Have you seen the bending?

It's terrible!

Apple have not responded yet...I'm not quite sure what they're going to do about it.

user1326876

Probably not the right room, but, is it against the rules to ask for coding examples on math.se?

I can't seem to find them :/

Anastasiya-Romanova

@Huy Now you're becoming annoying

Huy

@GustavoMontano: I bought iPhone 4 despite the antennagate and never experienced comparable problems.

@Anastasiya-Romanova: Or you're just oversensitive.

Analysis

I can swear that @Huy is a nice guy

5

Gustavo Montano

Hopefully it isn't a global problem.

Anastasiya-Romanova

10:53 AM

@Huy: What do you mean by this one: "My new iPhone 6 will arrive tomorrow."? Are you trying to show off here or what?

Chris's sis

@robjohn That job is crazy impressive. I would have never ever thought of that. :-)

Anastasiya-Romanova

No one asks your new iPhone 6

Huy

@GustavoMontano: Also, for now, Apple are actually replacing bent iPhones until they have figured out whether it is actually a problem on their side and what they will do about it.

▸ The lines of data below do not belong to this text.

PR #1675, opened 2024-02-21
Package ID for resources (materials/products)

### LINKED ISSUE #1656: Extend Resource to require Package
Ensure all resources have a reference to it's packaging, using an implicit packaging as a default

nuclearkatie:
Part of #1620 
Closes #1656

### DIFF
--- a/src/context.cc
+++ b/src/context.cc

@Anastasiya-Romanova: You brought up the iPhone, not me.

Gustavo Montano

I would buy the iPhone 6. But a jailbroken iPhone is far superior to my needs.

Anastasiya-Romanova

But I didn't ask about your damn iPhone 6

Gustavo Montano

10:54 AM

@Anastasiya-Romanova is mad.

When a girl is mad, you say sorry.

Huy

@GustavoMontano: You can't expect any company to just blindly announce "we will ship out new unbendable iPhones for everyone next week" - they have to inspect the problem closely.

Gustavo Montano

Obviously xD.

robjohn

@Chris'ssis I have computed the cosh sum in karvens answer... I need to find it.

Huy

@GustavoMontano: Similar problems also occured with different phones but the press never cared because it wasn't Apple. For example, check out this thread: forum.xda-developers.com/showthread.php?t=2287882&page=1

Chris's sis

@robjohn Yeah, I remember that! I wanted to tell you that. Just let me know if you find it.

robjohn

10:56 AM

@Chris'ssis before I read the rest of his answer, I want to see if I can compute the limit using that sum...

Gustavo Montano

Hmmm, that is true. It is Apple. They have quite the reputation.

Huy

@Anastasiya-Romanova: Believe me, if I wanted to show off I wouldn't do it in an online chatroom where nobody will ever meet me anyways. No point in doing that. Just calm down. I didn't mean to offend you.

@Anastasiya-Romanova: Me bringing up my iPhone was meant in a humourous way but unfortunately you didn't take it that way.

I need to leave for lunch now. Have a nice day everyone!

Analysis

Cya @Huy!

Chris's sis

@robjohn I got 25 votes on that question, it seems people are in love with that. Indeed, it's an exceptionally nice question.

and a "Good question" badge

@robjohn you should pose questions more often :-)

robjohn

@Chris'ssis I was going to ask that one since I did say "the interesting question is..." but you beat me to it.

Chris's sis

11:08 AM

:D

Random Variable

@robjohn When you have the time, could you look at the proof of theorem (1) in the following answer? math.stackexchange.com/questions/884021/… I'm pretty sure it's not correct because it returns the wrong value for $s=1$. Did things go awry when he changed the order of integration?